How to complete this task ▸
Would you please write out each entry precisely as given?

Saved entries ▸
PR #776, opened 2020-09-30
`s3`: Adds customization for s3 error responses with 2xx status code

skotambkar:
* Adds customization for `CopyObject`, `CompleteMultipartUpload`, and `UploadPartCopy` operations to support deserializing error responses with 2xx status code.

### DIFF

Worked solution ▸
PR #776, opened 2020-09-30
`s3`: Adds customization for s3 error responses with 2xx status code

skotambkar:
* Adds customization for `CopyObject`, `CompleteMultipartUpload`, and `UploadPartCopy` operations to support deserializing error responses with 2xx status code.

### DIFF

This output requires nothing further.